Mike McCormack, NFL Hall of Famer, dies at 83


Seattle Seahawks head coach Mike McCormack claps his hands while shouting encouragement to his players during an NFL football game in 1982. (Dave Ekren/AP)

Mike McCormack, a Hall of Fame lineman with the Cleveland Browns who later coached and held executive positions with several National Football League teams, died Nov. 15 at a hospice near his home in Palm Desert, Calif. He was 83.

Carolina Panthers spokesman Charlie Dayton confirmed the death. Mr. McCormack reportedly had a heart ailment.
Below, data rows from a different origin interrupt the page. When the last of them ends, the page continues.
PR #326, opened 2021-08-04
Uses make from GHA runner on Windows

codefromthecrypt:
while opaque, make is actually in there!


codefromthecrypt:
merging as I think no one would want things to be more complicated than necessary

PR #330, opened 2021-08-06
Refactors release end-to-end tests to include Windows

codefromthecrypt:
Before, we didn't test Windows. This adds tests and also makes updating
the homebrew formula depend on e2e succeeding.

Moreover, this removes a shell script in favor of `gh` commands which
are included in the default images.

See https://github.com/actions/virtual-environments/blob/main/images


codefromthecrypt:
ps I tested the commands used on a fake draft release, however the real test will be the next real one. We may have some glitches but I will fix any as they occur, as always.

.github/workflows/release.yaml
```diff
@@ -32,15 +32,25 @@ jobs:
...
 
   e2e:
+    needs: func-e
     name: Run e2e tests (${{ matrix.os }})
-    needs:
-      - func-e
     runs-on: ${{ matrix.os }}
     timeout-minutes: 90  # instead of 360 by default
     strategy:
-      fail-fast: false  # don't fail fast as sometimes failures are operating system specific
```
codefromthecrypt, line 41: intentionally not allowing fail-fast on releases anymore

.github/workflows/release.yaml
```diff
@@ -51,13 +61,20 @@ jobs:
...
+          gh release download "${GITHUB_REF#refs/tags/}" -p '${{ matrix.pattern }}'
+          ${{ matrix.unzip || tar -xzf *.tar.gz && rm *.tar.gz }}
         env:  # authenticate as the release is a draft
           GITHUB_TOKEN: ${{ secrets.GITHUB_TOKEN }}
 
       - name: "Run e2e tests using released `func-e` binary"
         run: go test -parallel 1 -v -failfast ./e2e
 
+  homebrew:
+    needs: e2e
```
codefromthecrypt, line 74: now homebrew PR won't happen if e2e fails

internal/moreos/moreos.go
```diff
@@ -26,6 +26,7 @@ import (
 
 const (
 	// Exe is the runtime.GOOS-specific suffix for executables. Ex. "" unless windows which is ".exe"
+	// See https://github.com/golang/go/issues/47567 for formalization
```
codefromthecrypt, line 29: unrelated but was missing rationale

codefromthecrypt (commented):
notes

PR #333, opened 2021-08-09
Uses separate workflow for version bumps

codefromthecrypt:
This uses a separate workflow for version bumps, starting with homebrew (winget is likely next).

This allows us to centralize flows that are not file-driven, rather release driven. Particularly, actions that result in external pull requests would end up here.

This converts the homebrew bump to explicit commands and also removes the need to say "same perms as `brew bump-formula-pr func-e --version 0.6.0`" as we literally are using that command.

This also centralizes the token and identity of those pull requests so they are attributed to the org, not the person who created the token.

### DIFF
--- a/.github/workflows/bump.yaml
+++ b/.github/workflows/bump.yaml
@@ -1,0 +1,43 @@
+# `name` value will appear "as is" in the badge.
+# See https://docs.github.com/en/actions/configuring-and-managing-workflows/configuring-a-workflow#adding-a-workflow-status-badge-to-your-repository
+# yamllint --format github .github/workflows/bump.yaml
+---
+name: bump
+
+# This workflow is for external packages, and is only triggered once ("released").
+# This centralizes workflows that are hard to undo, such as reversing PRs that update packages.
+#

He spent 12 seasons with the Browns and helped the franchise win NFL championships in 1954 and 1955. Mr. McCormack, who was inducted into the Pro Football Hall of Fame in 1984, blocked for such giants of the era as quarterback Otto Graham and running back Jim Brown.

Mr. McCormack was instrumental in helping the Panthers land an NFL franchise in Charlotte in 1993 and was the first person selected for the team’s Hall of Honor.

“It is safe to say that we would probably not have a team in the Carolinas if it were not for Mike McCormack,” Panthers owner Jerry Richardson said in a statement. “He had the contacts in the National Football League and was universally respected by everyone associated with professional football.”

Cleveland Browns offensive tackle Mike McCormack in 1959. (NFL Photos/AP)

Michael Joseph McCormack was born June 21, 1930, in Chicago and played football at the University of Kansas. He first played in the NFL in 1951 with the old New York Yanks, served two years in the Army and then was traded to the Browns before the 1954 season.

The 6-foot-4, 246-pound Mr. McCormack played middle guard on the Browns’ defense in his first season in Cleveland. In a key play in the 1954 NFL championship game, he stole the ball from Detroit quarterback Bobby Layne, leading to a Cleveland touchdown. The Browns won the title, 56-10.

The next year, Mr. McCormack switched to offensive right tackle, and the Browns again won the championship, beating the Los Angeles Rams in the title game.

After Jim Brown, a fullback, joined the team in 1957, Mr. McCormack helped clear the way for one of the most dominant runners in NFL history. Mr. McCormack retired as a player in 1962.

At his Hall of Fame induction ceremony in 1984, his coach, Paul Brown, called Mr. McCormack “the finest offensive lineman I have ever coached.”

In 1994, USA Today named Mr. McCormack to its 75th anniversary all-NFL team, listing him as one of the three best tackles in league history.

Mr. McCormack began his coaching career as an assistant with the Washington Redskins. He worked under head coaches Vince Lombardi and George Allen, among others, in Washington between 1965 and 1972.

As head coach of the Philadelphia Eagles (1973-75), Baltimore Colts (1980-81) and Seattle Seahawks (1982), Mr. McCormack had a combined record of 29-51-1.

He later served as president and general manager of the Seahawks and for two years was president of the Panthers.